> [ABOUT THIS EXERCISE]
The answer must be the data, repeated exactly.
═════ RECORDS SUPPLIED ═════
PR #1353, opened 2023-03-24
Add Python API version number

GleasonK:
Adds an arbitrary version number which gets incremented on all changes to public APIs.

StableHLO API's do not offer any stability. This change may be useful for filtering tests that require bug fixes, etc. The goal is to help downstream StableHLO integration run more smoothly as the API's/features evolve.

### DIFF
--- a/stablehlo/dialect/Version.h
+++ b/stablehlo/dialect/Version.h
@@ -43,10 +43,6 @@ class Version {
   /// Return a Version representing the minimum supported VHLO dialect version.
   static Version getMinimumVersion() { return Version(0, 9, 0); }
 
-  /// Return the current version for StableHLO APIs.
-  /// Increments on all C++/C/Python API changes
-  static int64_t getApiVersion() { return 1; }
-
   /// Construct Version from major, minor, patch integers.
   Version(int64_t major, int64_t minor, int64_t patch)
       : majorMinorPatch({major, minor, patch}) {}
--- a/stablehlo/dialect/Version.h
+++ b/stablehlo/dialect/Version.h
@@ -79,6 +79,14 @@ mlir::Diagnostic& operator<<(mlir::Diagnostic& diag, const Version& version);
 llvm::raw_ostream& operator<<(llvm::raw_ostream& os, const Version& version);
 
 }  // namespace vhlo
+
+namespace stablehlo {
+
+/// Return the current version for StableHLO APIs.
+/// Increments on all C++/C/Python API changes
+inline int64_t getApiVersion() { return 1; }
+
+}  // namespace stablehlo
 }  // namespace mlir
 
 #endif  // STABLEHLO_DIALECT_VERSION_H
--- a/stablehlo/dialect/Version.h
+++ b/stablehlo/dialect/Version.h
@@ -43,6 +43,10 @@ class Version {
   /// Return a Version representing the minimum supported VHLO dialect version.
   static Version getMinimumVersion() { return Version(0, 9, 0); }
 
+  /// Return the current version for StableHLO APIs.
+  /// Increments on all C++/C/Python API changes
+  static int64_t getApiVersion() { return 1; }
+
   /// Construct Version from major, minor, patch integers.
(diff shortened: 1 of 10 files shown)


stablehlo/integrations/python/mlir/dialects/stablehlo.py
```diff
@@ -17,3 +17,7 @@
 # pylint: disable=wildcard-import,relative-beyond-top-level,g-import-not-at-top
 from ._stablehlo_ops_gen import *
 from .._mlir_libs._stablehlo import *
+
+
+# Version number for StableHLO Python APIs. Increment on all Python API changes.
+api_version = 1
```
burmako, line 23: As discussed offline, let's turn this into a StablehloModule function that returns a counter which is also incremented on all C++ API changes.

burmako (changes requested):

stablehlo/dialect/Version.h
```diff
@@ -43,6 +43,10 @@ class Version {
   /// Return a Version representing the minimum supported VHLO dialect version.
   static Version getMinimumVersion() { return Version(0, 9, 0); }
 
+  /// Return the current version for StableHLO APIs.
+  /// Increments on all C++/C/Python API changes
+  static int64_t getApiVersion() { return 1; }
```
burmako, line 48: How about moving this to a free function at the bottom of this file, under the `mlir::stablehlo` namespace? It feels a bit weird to have StableHLO API version under `mlir::vhlo`.

stablehlo/integrations/c/StablehloDialect.h
```diff
@@ -22,6 +22,9 @@ extern "C" {
 
 MLIR_DECLARE_CAPI_DIALECT_REGISTRATION(Stablehlo, stablehlo);
 
+// Get the current version of StableHLO API's. Incremented with all changes.
+MLIR_CAPI_EXPORTED int getStablehloApiVersion();
```
burmako, line 26: Do we need to expose this as part of our C API? Fwiw, we don't do this for `getCurrentVersion`.

burmako (changes requested):

stablehlo/integrations/c/StablehloDialect.h
GleasonK: This would remove the need for users of StablehloModule.cpp from taking another dependency on `:version`. We got around this for those other API's by placing them in `Serialization.h`, which may not be the proper location for them.

We could move all "get*version" functions to `Version.h` and require the additional dependency from users of StablehloModule. Perhaps that's a more proper design.

stablehlo/dialect/Version.h
GleasonK: Given our recent discussions on VHLO as an implementation detail, would it make sense to move this entire file into `stablehlo` namespace. Then VHLO would be querying the current version of StableHLO.

burmako (approved):

stablehlo/dialect/Version.h
GleasonK: I guess the question is "What is the version source of truth" - Is VHLO targeting a StableHLO version, or is StableHLO's version the VHLO version.

If the former, then probably `stablehlo::Version` makes sense. The latter, `vhlo::Version`. This can be done later. I just find it odd that we expose `stablehlo.get_current_version` via `Serialization.h`, which requests the current VHLO version.

stablehlo/dialect/Version.h
```diff
@@ -75,6 +75,14 @@ mlir::Diagnostic& operator<<(mlir::Diagnostic& diag, const Version& version);
 llvm::raw_ostream& operator<<(llvm::raw_ostream& os, const Version& version);
 
 }  // namespace vhlo
+
+namespace stablehlo {
+
+/// Return the current version for StableHLO APIs.
+/// Increments on all C++/C/Python API changes
```
burmako, line 82: As just discussed, we are planning to limit this to just changes to APIs under `integrations/` for now because this is the original use case. Can expand in the future.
═════
> [OUTPUT OF THE EXERCISE]
PR #1353, opened 2023-03-24
Add Python API version number

GleasonK:
Adds an arbitrary version number which gets incremented on all changes to public APIs.

StableHLO API's do not offer any stability. This change may be useful for filtering tests that require bug fixes, etc. The goal is to help downstream StableHLO integration run more smoothly as the API's/features evolve.

### DIFF
--- a/stablehlo/dialect/Version.h
+++ b/stablehlo/dialect/Version.h
@@ -43,10 +43,6 @@ class Version {
   /// Return a Version representing the minimum supported VHLO dialect version.
   static Version getMinimumVersion() { return Version(0, 9, 0); }
 
-  /// Return the current version for StableHLO APIs.
-  /// Increments on all C++/C/Python API changes
-  static int64_t getApiVersion() { return 1; }
-
   /// Construct Version from major, minor, patch integers.
   Version(int64_t major, int64_t minor, int64_t patch)
       : majorMinorPatch({major, minor, patch}) {}
--- a/stablehlo/dialect/Version.h
+++ b/stablehlo/dialect/Version.h
@@ -79,6 +79,14 @@ mlir::Diagnostic& operator<<(mlir::Diagnostic& diag, const Version& version);
 llvm::raw_ostream& operator<<(llvm::raw_ostream& os, const Version& version);
 
 }  // namespace vhlo
+
+namespace stablehlo {
+
+/// Return the current version for StableHLO APIs.
+/// Increments on all C++/C/Python API changes
+inline int64_t getApiVersion() { return 1; }
+
+}  // namespace stablehlo
 }  // namespace mlir
 
 #endif  // STABLEHLO_DIALECT_VERSION_H
--- a/stablehlo/dialect/Version.h
+++ b/stablehlo/dialect/Version.h
@@ -43,6 +43,10 @@ class Version {
   /// Return a Version representing the minimum supported VHLO dialect version.
   static Version getMinimumVersion() { return Version(0, 9, 0); }
 
+  /// Return the current version for StableHLO APIs.
+  /// Increments on all C++/C/Python API changes
+  static int64_t getApiVersion() { return 1; }
+
   /// Construct Version from major, minor, patch integers.
(diff shortened: 1 of 10 files shown)


stablehlo/integrations/python/mlir/dialects/stablehlo.py
```diff
@@ -17,3 +17,7 @@
 # pylint: disable=wildcard-import,relative-beyond-top-level,g-import-not-at-top
 from ._stablehlo_ops_gen import *
 from .._mlir_libs._stablehlo import *
+
+
+# Version number for StableHLO Python APIs. Increment on all Python API changes.
+api_version = 1
```
burmako, line 23: As discussed offline, let's turn this into a StablehloModule function that returns a counter which is also incremented on all C++ API changes.

burmako (changes requested):

stablehlo/dialect/Version.h
```diff
@@ -43,6 +43,10 @@ class Version {
   /// Return a Version representing the minimum supported VHLO dialect version.
   static Version getMinimumVersion() { return Version(0, 9, 0); }
 
+  /// Return the current version for StableHLO APIs.
+  /// Increments on all C++/C/Python API changes
+  static int64_t getApiVersion() { return 1; }
```
burmako, line 48: How about moving this to a free function at the bottom of this file, under the `mlir::stablehlo` namespace? It feels a bit weird to have StableHLO API version under `mlir::vhlo`.

stablehlo/integrations/c/StablehloDialect.h
```diff
@@ -22,6 +22,9 @@ extern "C" {
 
 MLIR_DECLARE_CAPI_DIALECT_REGISTRATION(Stablehlo, stablehlo);
 
+// Get the current version of StableHLO API's. Incremented with all changes.
+MLIR_CAPI_EXPORTED int getStablehloApiVersion();
```
burmako, line 26: Do we need to expose this as part of our C API? Fwiw, we don't do this for `getCurrentVersion`.

burmako (changes requested):

stablehlo/integrations/c/StablehloDialect.h
GleasonK: This would remove the need for users of StablehloModule.cpp from taking another dependency on `:version`. We got around this for those other API's by placing them in `Serialization.h`, which may not be the proper location for them.

We could move all "get*version" functions to `Version.h` and require the additional dependency from users of StablehloModule. Perhaps that's a more proper design.

stablehlo/dialect/Version.h
GleasonK: Given our recent discussions on VHLO as an implementation detail, would it make sense to move this entire file into `stablehlo` namespace. Then VHLO would be querying the current version of StableHLO.

burmako (approved):

stablehlo/dialect/Version.h
GleasonK: I guess the question is "What is the version source of truth" - Is VHLO targeting a StableHLO version, or is StableHLO's version the VHLO version.

If the former, then probably `stablehlo::Version` makes sense. The latter, `vhlo::Version`. This can be done later. I just find it odd that we expose `stablehlo.get_current_version` via `Serialization.h`, which requests the current VHLO version.

stablehlo/dialect/Version.h
```diff
@@ -75,6 +75,14 @@ mlir::Diagnostic& operator<<(mlir::Diagnostic& diag, const Version& version);
 llvm::raw_ostream& operator<<(llvm::raw_ostream& os, const Version& version);
 
 }  // namespace vhlo
+
+namespace stablehlo {
+
+/// Return the current version for StableHLO APIs.
+/// Increments on all C++/C/Python API changes
```
burmako, line 82: As just discussed, we are planning to limit this to just changes to APIs under `integrations/` for now because this is the original use case. Can expand in the future.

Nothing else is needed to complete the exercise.